Please report each line in the material below that includes "forward".
#####
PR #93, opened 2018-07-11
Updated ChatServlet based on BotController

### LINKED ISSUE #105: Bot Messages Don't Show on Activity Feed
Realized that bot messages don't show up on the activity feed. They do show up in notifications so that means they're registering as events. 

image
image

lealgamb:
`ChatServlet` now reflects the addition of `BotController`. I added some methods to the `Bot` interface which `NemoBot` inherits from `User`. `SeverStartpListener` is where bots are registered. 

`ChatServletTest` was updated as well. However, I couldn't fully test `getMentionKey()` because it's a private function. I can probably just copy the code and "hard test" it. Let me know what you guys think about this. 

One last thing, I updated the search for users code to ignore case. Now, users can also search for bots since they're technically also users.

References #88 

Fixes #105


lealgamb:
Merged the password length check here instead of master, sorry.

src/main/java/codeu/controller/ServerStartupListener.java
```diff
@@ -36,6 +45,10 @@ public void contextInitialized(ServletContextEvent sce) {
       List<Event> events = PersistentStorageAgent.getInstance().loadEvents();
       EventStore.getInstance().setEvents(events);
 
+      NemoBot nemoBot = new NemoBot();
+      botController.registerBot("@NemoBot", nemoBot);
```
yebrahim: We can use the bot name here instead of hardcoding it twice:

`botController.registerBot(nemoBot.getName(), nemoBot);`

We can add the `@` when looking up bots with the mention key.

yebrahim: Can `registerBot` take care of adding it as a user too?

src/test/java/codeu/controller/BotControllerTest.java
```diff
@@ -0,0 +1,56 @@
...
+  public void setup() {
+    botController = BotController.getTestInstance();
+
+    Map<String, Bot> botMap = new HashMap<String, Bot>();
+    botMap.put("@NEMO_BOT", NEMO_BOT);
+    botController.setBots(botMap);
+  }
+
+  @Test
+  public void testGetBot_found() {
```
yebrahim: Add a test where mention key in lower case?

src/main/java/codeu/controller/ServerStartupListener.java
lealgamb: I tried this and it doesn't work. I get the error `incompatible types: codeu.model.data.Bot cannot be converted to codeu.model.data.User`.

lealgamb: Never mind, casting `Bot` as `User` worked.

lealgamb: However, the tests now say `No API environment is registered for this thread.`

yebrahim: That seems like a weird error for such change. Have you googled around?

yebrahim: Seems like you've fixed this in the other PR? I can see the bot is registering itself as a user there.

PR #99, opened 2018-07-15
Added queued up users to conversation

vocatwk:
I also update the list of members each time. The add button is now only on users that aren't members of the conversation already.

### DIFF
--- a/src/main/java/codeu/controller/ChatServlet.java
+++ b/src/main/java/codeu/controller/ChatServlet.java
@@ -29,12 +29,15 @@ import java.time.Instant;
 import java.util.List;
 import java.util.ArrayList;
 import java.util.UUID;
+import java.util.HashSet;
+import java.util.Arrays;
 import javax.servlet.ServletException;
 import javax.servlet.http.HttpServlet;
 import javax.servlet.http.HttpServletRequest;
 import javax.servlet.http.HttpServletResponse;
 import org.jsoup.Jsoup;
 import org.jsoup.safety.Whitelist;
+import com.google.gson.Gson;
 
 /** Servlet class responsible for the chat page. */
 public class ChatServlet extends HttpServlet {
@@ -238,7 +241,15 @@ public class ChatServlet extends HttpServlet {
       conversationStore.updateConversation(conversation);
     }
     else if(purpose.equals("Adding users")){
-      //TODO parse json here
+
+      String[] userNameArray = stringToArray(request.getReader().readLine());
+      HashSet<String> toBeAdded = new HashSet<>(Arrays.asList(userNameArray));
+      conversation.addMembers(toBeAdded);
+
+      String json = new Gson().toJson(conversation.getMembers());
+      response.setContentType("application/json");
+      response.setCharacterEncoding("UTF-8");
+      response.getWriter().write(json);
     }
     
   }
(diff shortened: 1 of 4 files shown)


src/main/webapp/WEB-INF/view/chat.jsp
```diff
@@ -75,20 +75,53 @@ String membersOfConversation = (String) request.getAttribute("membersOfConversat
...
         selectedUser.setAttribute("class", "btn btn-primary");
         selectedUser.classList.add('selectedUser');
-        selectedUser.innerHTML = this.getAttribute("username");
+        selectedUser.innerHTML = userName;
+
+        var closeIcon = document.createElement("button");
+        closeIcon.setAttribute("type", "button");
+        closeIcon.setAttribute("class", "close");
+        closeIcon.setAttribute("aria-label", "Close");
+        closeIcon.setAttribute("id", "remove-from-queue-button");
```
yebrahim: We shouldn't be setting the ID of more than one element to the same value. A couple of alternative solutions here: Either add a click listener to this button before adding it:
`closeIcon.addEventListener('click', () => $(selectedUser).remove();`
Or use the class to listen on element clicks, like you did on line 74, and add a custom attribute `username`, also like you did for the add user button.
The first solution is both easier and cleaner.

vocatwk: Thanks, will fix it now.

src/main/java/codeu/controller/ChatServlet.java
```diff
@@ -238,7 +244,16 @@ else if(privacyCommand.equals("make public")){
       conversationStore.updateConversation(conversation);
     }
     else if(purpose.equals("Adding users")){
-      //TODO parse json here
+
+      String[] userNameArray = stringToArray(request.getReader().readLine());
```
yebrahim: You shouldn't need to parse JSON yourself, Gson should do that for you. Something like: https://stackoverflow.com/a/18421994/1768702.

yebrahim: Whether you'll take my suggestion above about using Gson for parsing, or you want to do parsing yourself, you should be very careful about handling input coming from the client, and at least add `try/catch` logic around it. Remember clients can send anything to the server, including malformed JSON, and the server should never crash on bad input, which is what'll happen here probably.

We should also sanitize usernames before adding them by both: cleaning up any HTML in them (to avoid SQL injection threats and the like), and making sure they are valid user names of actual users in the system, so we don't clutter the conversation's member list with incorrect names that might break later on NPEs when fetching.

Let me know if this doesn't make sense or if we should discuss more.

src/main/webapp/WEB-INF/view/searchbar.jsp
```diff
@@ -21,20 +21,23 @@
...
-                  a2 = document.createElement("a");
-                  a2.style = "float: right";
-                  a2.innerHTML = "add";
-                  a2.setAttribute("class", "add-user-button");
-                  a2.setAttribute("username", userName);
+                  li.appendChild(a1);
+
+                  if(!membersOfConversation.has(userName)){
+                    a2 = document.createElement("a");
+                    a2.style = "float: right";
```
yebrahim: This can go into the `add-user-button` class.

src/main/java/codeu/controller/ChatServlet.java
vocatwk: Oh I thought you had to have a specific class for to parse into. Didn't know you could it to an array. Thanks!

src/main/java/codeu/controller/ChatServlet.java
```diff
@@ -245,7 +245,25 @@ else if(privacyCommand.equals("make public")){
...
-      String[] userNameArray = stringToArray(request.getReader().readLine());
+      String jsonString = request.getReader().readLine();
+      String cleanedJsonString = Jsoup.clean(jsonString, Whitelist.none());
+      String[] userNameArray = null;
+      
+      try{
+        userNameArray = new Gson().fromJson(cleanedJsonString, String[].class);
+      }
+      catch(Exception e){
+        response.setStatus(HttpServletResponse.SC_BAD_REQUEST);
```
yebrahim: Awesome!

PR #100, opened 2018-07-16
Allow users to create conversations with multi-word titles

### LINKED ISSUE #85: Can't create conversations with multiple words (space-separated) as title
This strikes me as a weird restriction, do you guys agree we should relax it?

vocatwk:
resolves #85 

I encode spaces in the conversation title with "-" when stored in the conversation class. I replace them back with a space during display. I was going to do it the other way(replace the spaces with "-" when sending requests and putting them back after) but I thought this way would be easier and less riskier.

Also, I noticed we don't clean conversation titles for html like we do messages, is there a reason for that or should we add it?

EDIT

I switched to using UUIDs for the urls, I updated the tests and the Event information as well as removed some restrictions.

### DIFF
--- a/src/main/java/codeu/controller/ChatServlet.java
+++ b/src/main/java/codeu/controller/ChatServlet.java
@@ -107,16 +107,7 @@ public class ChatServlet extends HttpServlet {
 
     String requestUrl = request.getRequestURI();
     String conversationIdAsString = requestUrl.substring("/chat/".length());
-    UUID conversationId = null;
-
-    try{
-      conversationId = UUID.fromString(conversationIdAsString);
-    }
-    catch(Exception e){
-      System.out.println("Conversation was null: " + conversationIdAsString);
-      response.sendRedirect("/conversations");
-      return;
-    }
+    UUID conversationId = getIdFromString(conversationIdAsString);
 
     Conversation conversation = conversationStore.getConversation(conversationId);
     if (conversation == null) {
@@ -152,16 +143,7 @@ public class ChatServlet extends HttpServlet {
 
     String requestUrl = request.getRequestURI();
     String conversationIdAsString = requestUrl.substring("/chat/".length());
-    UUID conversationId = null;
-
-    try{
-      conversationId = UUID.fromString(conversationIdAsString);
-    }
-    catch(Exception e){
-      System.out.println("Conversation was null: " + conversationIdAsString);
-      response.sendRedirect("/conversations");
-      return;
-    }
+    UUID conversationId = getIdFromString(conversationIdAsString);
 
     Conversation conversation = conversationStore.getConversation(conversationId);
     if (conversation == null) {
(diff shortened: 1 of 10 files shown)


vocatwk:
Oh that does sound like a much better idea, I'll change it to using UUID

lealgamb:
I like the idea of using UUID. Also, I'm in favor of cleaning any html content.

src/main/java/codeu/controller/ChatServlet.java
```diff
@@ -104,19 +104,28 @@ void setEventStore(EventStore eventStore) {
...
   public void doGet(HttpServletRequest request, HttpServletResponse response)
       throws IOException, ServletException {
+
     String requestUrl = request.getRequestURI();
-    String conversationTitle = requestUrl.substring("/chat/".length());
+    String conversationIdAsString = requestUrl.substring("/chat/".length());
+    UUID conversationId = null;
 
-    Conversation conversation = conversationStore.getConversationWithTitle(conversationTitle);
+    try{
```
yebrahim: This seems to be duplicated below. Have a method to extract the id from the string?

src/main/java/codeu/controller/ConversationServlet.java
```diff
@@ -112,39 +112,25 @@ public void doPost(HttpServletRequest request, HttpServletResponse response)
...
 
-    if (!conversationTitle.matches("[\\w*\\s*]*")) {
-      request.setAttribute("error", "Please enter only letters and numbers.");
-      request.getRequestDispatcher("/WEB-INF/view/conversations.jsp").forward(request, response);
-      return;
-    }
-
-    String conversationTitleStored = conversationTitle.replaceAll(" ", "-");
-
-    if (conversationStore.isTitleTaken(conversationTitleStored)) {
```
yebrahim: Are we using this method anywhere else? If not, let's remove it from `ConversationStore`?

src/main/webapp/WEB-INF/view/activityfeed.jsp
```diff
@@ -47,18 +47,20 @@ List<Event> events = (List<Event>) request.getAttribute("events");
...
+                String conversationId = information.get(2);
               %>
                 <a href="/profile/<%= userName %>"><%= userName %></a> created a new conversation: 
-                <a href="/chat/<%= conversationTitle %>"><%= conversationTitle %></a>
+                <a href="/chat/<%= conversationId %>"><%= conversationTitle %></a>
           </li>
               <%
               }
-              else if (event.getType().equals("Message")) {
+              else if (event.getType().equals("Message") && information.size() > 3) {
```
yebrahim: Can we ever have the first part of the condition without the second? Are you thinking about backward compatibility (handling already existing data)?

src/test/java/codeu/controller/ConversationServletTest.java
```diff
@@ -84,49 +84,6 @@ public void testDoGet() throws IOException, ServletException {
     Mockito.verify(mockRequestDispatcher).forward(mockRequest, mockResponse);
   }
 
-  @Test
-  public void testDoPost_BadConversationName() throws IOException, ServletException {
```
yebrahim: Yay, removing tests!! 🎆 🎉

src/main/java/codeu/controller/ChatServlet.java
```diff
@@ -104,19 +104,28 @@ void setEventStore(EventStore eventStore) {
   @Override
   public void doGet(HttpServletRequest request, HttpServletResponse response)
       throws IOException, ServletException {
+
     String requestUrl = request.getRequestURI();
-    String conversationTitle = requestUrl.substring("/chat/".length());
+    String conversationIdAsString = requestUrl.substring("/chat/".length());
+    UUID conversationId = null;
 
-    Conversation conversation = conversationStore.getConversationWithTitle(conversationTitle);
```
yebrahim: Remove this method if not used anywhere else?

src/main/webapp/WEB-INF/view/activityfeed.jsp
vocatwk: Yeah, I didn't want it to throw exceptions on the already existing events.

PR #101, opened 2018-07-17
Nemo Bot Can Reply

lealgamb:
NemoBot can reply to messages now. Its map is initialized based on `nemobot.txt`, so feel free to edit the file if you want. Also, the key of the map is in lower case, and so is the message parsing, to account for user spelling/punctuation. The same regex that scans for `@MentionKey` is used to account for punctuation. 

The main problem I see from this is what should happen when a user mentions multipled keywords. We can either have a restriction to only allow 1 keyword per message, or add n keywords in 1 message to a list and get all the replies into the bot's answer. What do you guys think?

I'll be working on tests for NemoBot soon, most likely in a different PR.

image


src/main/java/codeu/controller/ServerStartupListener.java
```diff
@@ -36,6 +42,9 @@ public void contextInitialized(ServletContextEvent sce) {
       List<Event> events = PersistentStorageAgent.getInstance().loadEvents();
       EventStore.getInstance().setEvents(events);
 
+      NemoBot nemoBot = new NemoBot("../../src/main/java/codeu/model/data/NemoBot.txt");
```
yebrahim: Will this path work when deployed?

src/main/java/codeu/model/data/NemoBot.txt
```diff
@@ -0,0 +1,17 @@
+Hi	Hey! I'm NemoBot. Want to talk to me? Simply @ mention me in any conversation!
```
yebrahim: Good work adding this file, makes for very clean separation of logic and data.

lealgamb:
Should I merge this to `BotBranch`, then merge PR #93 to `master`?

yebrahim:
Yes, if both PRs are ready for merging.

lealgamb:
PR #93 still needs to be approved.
#####
# Task answer
-      request.getRequestDispatcher("/WEB-INF/view/conversations.jsp").forward(request, response);
     Mockito.verify(mockRequestDispatcher).forward(mockRequest, mockResponse);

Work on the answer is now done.